大声で叫んだ後、少し恥ずかしげに顔を逸らすウソップ。
「まあ、おれが言うことじゃねえってのは百も承知だけどよ。でも、船長だからと言って、敗戦の責任までお前が全部背負う必要はねェだろ……あー、くそ! 情けねェ顔してんじゃねえよ! 心配、させんじゃねェよコノヤロー!! お前は、いつも無駄に自信満々なぐらいで丁度いいんだよッ!!」
「う、ウソップ……おれ、おれは……」
尚、水を差すようでなんだが。
麦わらの一味は相変わらず、フランキー一家が蛇王海賊団の下部組織だと勘違いしたままである。

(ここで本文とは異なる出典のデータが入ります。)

PR #540, opened 2022-10-13
Expressions

olemartinorg:
## Description
This PR adds support for dynamic expressions, as used in the following component properties:
- `required`
- `readOnly`
- `hidden` (new!)
- `edit.addButton` (for repeating groups)
- `edit.saveButton` (for repeating groups)
- `edit.deleteButton` (for repeating groups)
- `edit.saveAndNextButton` (for repeating groups) 

Along with the following properties for layouts/pages:
- `hidden` (new!) This makes it an alternative to tracks.

It includes the following expression functions for now:
- `equals` / `notEquals`
- `greaterThan` / `greaterThanEq` / `lessThan` / `lessThanEq`
- `concat`
- `and` / `or`
- `if` (beta!) - else branch is optionally passed in with parameters
- `instanceContext`
- `frontendSettings`
- `component` (resolves upwards inside repeating groups)
- `dataModel` (resolves its position inside repeating groups without the need for position placeholders)

Try this out using the test app: https://dev.altinn.studio/repos/olemartinorg/layout-expressions

Because of the size of this PR, we'll do a review meeting instead of performing code review inside github. Marking this as draft until that meeting is over.

## Related Issue(s)
- #355

## Verification
- [x] **Your** code builds clean without any errors or warnings
- [x] Manual testing done (required)
- [x] Relevant automated test added (if you find this hard, leave it and we'll help out)
- [x] All tests run green

## Documentation
- ~~[ ] User documentation is updated with a separate linked PR in [altinn-studio-docs.](https://github.com/Altinn/altinn-studio-docs) (if applicable)~~
  - Altinn/altinn-studio-docs/issues/625
  - Altinn/altinn-cdn/issues/108

PR #553, opened 2022-10-18
Expressions: Type-changes

olemartinorg:
## Description
Splitting up the massive #540 into smaller parts. This part is the simplest one; mostly type-changes. Until now the props sent from `GenericComponent` and passed to the respective components have been defined for each component, but now I've introduced `PropsFromGenericComponent` to handle this for all of them. This prepares for expressions, where the expressions inside the props will be resolved by `GenericComponent` (thus altering what is sent from `GenericComponent` to all other components.

Removing the `hidden` prop passed into `GenericComponent`, as this is just a result of the read from redux state (which `GenericComponent` does anyway).

## Related Issue(s)
- #540

## Verification
- [x] All tests run green

## Documentation


Magnusrm (approved):
Looks good to me 👑

Issue #355, opened 2022-07-29
Logic/expressions in layout


olemartinorg:
### Description

Several issues require some form of logic/dynamics in layout files. Along with the solution proposed in #220, we can start implementing this form for layout logic (in issues like #61 and #64), without introducing breaking changes (as in #220).

This issue tracks the implementation of layout expressions in frontend. The project itself is tracked [in more detail here](https://github.com/orgs/Altinn/projects/22).

### In scope

New layout logic, as described much more clearly in #220

### Out of scope

Breaking changes :wink: 

### Tasks

Development is underway in the [feat/layout-expressions](/Altinn/app-frontend-react/tree/feat/layout-expressions) branch.

- [x] Implement tools to work on a layout as a hierarchical structure (respecting repeating group rows, etc), so the expression can be evaluated in the context of a layout node (finding the closest component references when looking up another component id - which could be inside the same repeating group row, the one above, etc).
- [x] Implement support for evaluating recursive layout expressions
- [x] Implement a `useLayoutExpression()` hook that can resolve layout expressions anywhere
- [x] Test the above hook in a unit-test
- [x] Use resolved layout expressions (for the `required` property) when validating a group using `triggers: ['validation']`
- [x] Validate all expressions to make sure they are valid when loading the layout (generate error messages if not)
- [x] Implement support for pre-processing compact lisp-like expressions into full/verbose expressions (do this once in the fetchLayout saga, along with the initial layout expression validation)
- [x] Evaluate expressions in sagas to make sure we still use and populate the `hiddenFields` state even when using layout expressions.
  - This could probably benefit from some index, optimizing the code so that we don't have to iterate the entire layout for every form item change - only for those that affects layout expressions.
- ~~[ ] Optimize the code so layout expressions (and especially the hierarchical layout functions) don't run when we don't absolutely need them to. Memoization should go a long way. ~~ I think I'm deciding against this for now, as it seems to be fast enough (optimizations now might be premature)
- [x] Make sure expression results are used in places where the properties are read. This means expressions needs to be resolved when performing empty field validation (for expressions in the the `required` property), etc.
- [x] Investigate changes/increases in time and memory spent type-checking after these changes. There are quite a few new (and slow/complex) types added in the branch, and during development node has sometimes crashed with out-of-memory errors. Make sure type-checking for happy-path changes does not change significantly for other developers.
- [x] Support hiding entire pages/layouts
- [x] Clean up code to avoid complexity warnings from eslint
[...]

Issue #345, opened 2022-07-18
Restructure redux state to better reflect component state, validation and repeating groups 


olemartinorg:
### Description

Today, `app-frontend-react` will fetch the layout(s) from the server and store them in the `formLayout.layouts` redux state almost unchanged. When, for example, a form input is changed, this will update the state in `formData`, a different redux root state. This is also the case for other state directly tied to a specific component, such as:

- Validation messages - in the `formValidations.validations` state
- Conditional rendering - rules stored in `formDynamics.conditionalRendering` and effects stored in `formLayout.uiConfig.hiddenFields`
- Attachments (for `FileUpload` and `FileUploadWithTag`), stored in `attachments.attachments`
- Tags (for `FileUploadWithTag`), stored in `formLayout.uiConfig.fileUploadersWithTag`
- Repeating group rows, stored in `formLayout.uiConfig.repeatingGroups`

Repeating groups contributes to making this especially difficult to work with, as we have to make sure all state is kept in sync when adding/deleting rows to repeating groups; i.e. that the validation state, attachments, etc. is updated to remove the state belonging to a row that was just deleted, and that subsequent rows gets "moved up" to replace the removed row.

With this architecture it means we have to write a lot of code to move stuff around, which sometimes might be finicky and might lead to bugs and unexpected behaviour ([such as `FileUpload` not being supported inside repeating groups](https://github.com/Altinn/app-frontend-react/issues/259), some [validations not working for DatePicker when in repeating groups](https://github.com/Altinn/app-frontend-react/issues/185) or some [validations not working in combination with conditional rendering when in repeating groups](https://github.com/Altinn/app-frontend-react/issues/296)). It also means that implementing fixes for these require lots of code to move things around, which leads to [large PRs for seemingly minor features](https://github.com/Altinn/app-frontend-react/pull/246).

I propose to invert the way we use the Redux store to keep state about components, rewriting this to work in a way where all the state tied to a component is stored alongside the component itself.

### Additional Information

Redux with nested state and dynamically adding reducers:
- https://github.com/reduxjs/redux-toolkit/issues/259
- https://medium.com/@matheusmm/redux-injecting-reducers-dynamically-e4e193eaa905

### Relevant/related issues
- #205

### Analysis

A proposed solution is to use nested slices to construct a hierarchy from the layout definition, along with mixing in re-usable reducers for common functionality (such as form data, validations, etc).

An example of such a hierarchical state (somewhat abbreviated, with explaining comments):

[...]

PR #561, opened 2022-10-19
Expressions: Engine

olemartinorg:
## Description
Splitting up the massive #540 into smaller parts. After #553 and #554, this PR is the big one with the whole engine for evaluating expressions, and everything needed to at last implement support for expressions in `app-frontend-react`. The last PR will utilize the functionality implemented here into `GenericComponent` etc (and that PR will arrive when this has been merged).

The overview of the functionality in this PR can be seen from the folder structure:
- The expression engine in `src/features/expressions`
	- The runtime expression evaluation engine, with functions and type-casting in `index.ts`
  - `prettyErrors`, which allows for listing multiple errors deep into a structured object and printing them colored to the console
  - `useExpressions` as a react hook, which lets you evaluate expressions (also inside an object) in your component
  - Validation code to make sure expressions are well-formed at the point they are loaded from layout files (gives an error message if expressions are invalid, and replaces the expression with a default value).
  - Shared tests for the expressions engine
- Utilities for traversing and mutating the string in a data model binding in `src/utils/databindings/Databinding.ts`
- Utilities for converting a flat layout to a hierarchical structure in `src/utils/layout/hierarchy*`
- React hooks for reading the entire layout (or all layouts), converting them to a hierarchical structure and (optionally) resolve expressions inside the nodes. 

A core concept in this structure is a new term for `app-frontend-react`; a `node`. Currently we have used the name `component` for the components defined in the layout definitions. And we often refer to a specific `component`, even when that component is possibly rendered multiple times (in a repeating group). I use the term `node` here for that case - and my definition of a node is that it's an instance of a `component` (for which there might be multiple `nodes` when dealing with repeating groups).

The work around converting a flat layout into a hierarchical structure with nodes as component instances can be seen as a precursor to what's needed to implement #345. The tools in `src/utils/layout/hierarchy*` are optional now, and will be used in expressions and validation, but in time I believe these concepts should replace the structure of our current redux store and should be used everywhere.

## Related Issue(s)
- #540
- #355

## Verification
- [ ] All tests run green

## Documentation

### DIFF
--- a/src/altinn-app-frontend/package.json
+++ b/src/altinn-app-frontend/package.json
@@ -90,6 +90,7 @@
     "terser-webpack-plugin": "5.3.6",
     "ts-jest": "29.0.3",
     "ts-loader": "9.4.1",
+    "utility-types": "^3.10.0",
     "webpack": "5.74.0",
     "webpack-cli": "4.10.0",
     "webpack-dev-server": "4.11.1"
--- a/src/altinn-app-frontend/src/features/expressions/ExprContext.ts
+++ b/src/altinn-app-frontend/src/features/expressions/ExprContext.ts
@@ -1,0 +1,171 @@
+import dot from 'dot-object';
+
+import {
+  ExprRuntimeError,
+  NodeNotFound,
+  NodeNotFoundWithoutContext,
+} from 'src/features/expressions/errors';
+import {
+  prettyErrors,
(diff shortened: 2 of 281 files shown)


bjosttveit (approved):
Sett igjennom så mye jeg klarer, så bra veldig ut 🙌 🙌

PR #576, opened 2022-10-21
Fixing duplicate startInitialDataTaskQueue action

olemartinorg:
## Description
The `startInitialDataTaskQueue` action is dispatched twice (creating a rush of more actions and requests than we need) because the hook dependencies had changed in some properties that wasn't read here. Moving the specific props out to their own variables.

## Related Issue(s)
- #511 (this _might_ be the root cause for that bug, but testing that hypothesis remains)
- #575

## Verification
- [ ] All tests run green

## Documentation


bjosttveit (approved):
Nice catch

PR #2125, opened 2024-05-30
removes FooterProvider in favor of just useQuery

cammiida:
## Description

Since footerLayout is server data, it can just be kept in Tanstack 👌 I might be very wrong with regards to the stale time, tho, so happy to receive any feedback 😄 

## Related Issue(s)

- closes #{issue number}

## Verification/QA

- Automated tests
  - [ ] Has been added/updated
  
- Support in Altinn Studio
  
- Sprint board
- Labels


olemartinorg:
> Nice simplifaction and I think this approach might help with performance as well as context is known to rerender a lot of its children.

That only happens when the data in the context changes, which for the footer, never does.

> The only thing that might be a problem is data fetching between route transitions.

I believe the footer is static across all app tasks (or at least the footer layout is statically defined across them all), so no, I don't think that's a problem.

We (@cammiida, @bjosttveit and me) talked a bit about this on Slack last week, and while this looks good in principle the only drawback I can see with this is that it introduces a slightly different way of doing things than the providers we're currently using for pretty much everything else.

adamhaeger:
> > Nice simplifaction and I think this approach might help with performance as well as context is known to rerender a lot of its children.
> 
> That only happens when the data in the context changes, which for the footer, never does.
> 
> > The only thing that might be a problem is data fetching between route transitions.
> 
> I believe the footer is static across all app tasks (or at least the footer layout is statically defined across them all), so no, I don't think that's a problem.
> 
> We (@cammiida, @bjosttveit and me) talked a bit about this on Slack last week, and while this looks good in principle the only drawback I can see with this is that it introduces a slightly different way of doing things than the providers we're currently using for pretty much everything else.

So my performance comment was not aimed at this implementation, but the pattern in general. I think it might be a good direction to go in, and away from the provider pattern. But that probably warrants a longer discussion in the team :)

adamhaeger:
@cammiida @olemartinorg  so what do we want to do with this one and https://github.com/Altinn/app-frontend-react/pull/2124 ?

olemartinorg:
I think this one is fine - as mentioned before, `FooterProvider` is probably one of the few that didn't have to be blocking. If we go ahead doing this with the other simpler query providers, we'd have to make adjustments to `ReadyForPrint` as well (or do something more fundamental with the PDF generator first, as discussed in https://github.com/Altinn/app-template-dotnet/issues/214 and [here on Slack](https://digdir.slack.com/archives/C076T2293CM/p1717677412142179)).

As for #2124, that's riskier, and would need some additional work for me to be comfortable merging it, at least. After a cursory look, it was clear that PDF generation could run without that query being loaded, and error handling was missing a few places - and when errors were handled, they were handled incorrectly and would lead to rendering the `<DisplayError>` component _instead of_ the organization logo, which would look pretty bad.

bjosttveit (approved):
## 🙌

PR #2140, opened 2024-06-07
Alert on change for Dropdown and MultipleSelect

bjosttveit:
## Description

Adds `alertOnChange` property to `Dropdown` and `MultipleSelect`. These work exactly the same way as RadioButtons and Checkboxes respectively, meaning that it will show an alert when you "remove a value". For Radiobuttons and Dropdown this means that no alert is shown if the value was empty before, but does show when the previous value was not null. For checkboxes and multiple select it shows an alert when you uncheck or remove a selected value, this includes when you click the multiple select's delete all button.

The design system was upgraded for this to work, and the `LegacySelect` has been upgraded to the new `Combobox` component from the design system for `Dropdown`, `MutlipleSelect`, and `FileUploadWithTag` (and everywhere else).

Due to design system changes in this version I had to update some other components as well, most notably `Paragraph`. The design system `Paragraph` no longer lets you choose the tag to use, so I had to conditionally wrap it instead. When making these changes I noticed that our language function not only replaces the so called "root element" with a span (to support inline content in buttons etc.), it also replaces it even if there is no "root" but rather multiple block level elements, causing cases where I personally think the `p`-element should have been left in place to also be replaced with a span. I made a small change to this logic to not only check if it is at the top-level, but also check if it has any siblings. That way, if you have a say paragraph and a list as the content, the p-element will be left in place. I have not noticed this messing up the texts anywhere else, but I can remove it in case it does.

Another thing related to the Paragraph element, some of the unit tests did not actually do anything. This is because it did a `.forEach` with an async function which would finish immediately and no expect-calls would therefore happen before the function returned, which just meant they were always green. This has been fixed by changing it to a `for..of` loop instead of a `.forEach`.

## Related Issue(s)

- closes https://github.com/Altinn/app-frontend-react/issues/1233

## Verification/QA

- Automated tests
  - [ ] Has been added/updated
  
- Support in Altinn Studio
  
- Sprint board
- Labels


src/index.css
```diff
@@ -11,6 +11,11 @@
   color: var(--semantic-text-neutral-default);
 }
 
+/* Workaround for the design-system aggressively setting the font to 'Inter' */
+[class^='fds-'] {
+  font-family: var(--font-family);
+}
```
olemartinorg, line 17: :sweat_smile: :clap:

test/e2e/integration/frontend-test/all-process-steps.ts
```diff
@@ -70,10 +70,8 @@ function testConfirmationPage() {
 
   cy.snapshot('confirm');
 
-  // TODO: Enable this when it doesn't break custom receipt. It would be nice to make sure refreshing on a confirm step
-  // restores all state and we're not stuck in any way here.
-  // cy.reloadAndWait();
-  // cy.get(appFrontend.confirm.container).should('be.visible');
+  cy.reloadAndWait();
+  cy.get(appFrontend.confirm.container).should('be.visible');
```
olemartinorg, line 74: Oh, nice! :raised_hands: That should probably have been commented back in a good while ago.

olemartinorg (approved):
Great stuff! :godmode:

test/e2e/integration/frontend-test/all-process-steps.ts
bjosttveit: yeah probably for v4.0.0 😅

adamhaeger (approved):

PR #2159, opened 2024-06-13
DevTools: Click directly on components to show details

bjosttveit:
## Description

Convenient little function to more easily find components in dev tools by simply clicking on them, similar to how browser dev tools do it.

I also added the appropriate `data-componentid` and `data-componentbaseid` attributes where they were missing so that all components should be properly highlighted now.

https://github.com/Altinn/app-frontend-react/assets/47412359/72ae90c3-ea53-4299-9907-751d4e83ccfb

### DIFF
--- a/src/features/devtools/DevTools.module.css
+++ b/src/features/devtools/DevTools.module.css
@@ -61,6 +61,7 @@
 }
 
 .tabList {
+  overflow-y: hidden;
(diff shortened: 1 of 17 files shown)


olemartinorg (approved):
Exquisite! :pinched_fingers:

それどころか、ガレーラカンパニーの造船ドックに堂々とはためく蛇王海賊団の海賊旗を確認した事で、勘違い度合いがより面倒な事になっている。
とりあえず、なんやかんやあって船長ルフィがメンタル的な意味で復活を果たしたはいいものの、「船が無い」という点に関しては好転するどころかその逆。
「そもそもガレーラカンパニーが信用できない」という新たな問題が麦わらの一味の前に立ちはだかった。
彼らは本当に、この先の航海をどうするのだろうか?
イイハナシダナ-(ただし船は無いしあてもない)
たぶん、メリー号はウソップだけが見守る中、人知れず沈没しました。
無常ですが、どうしても時期的にそうなります。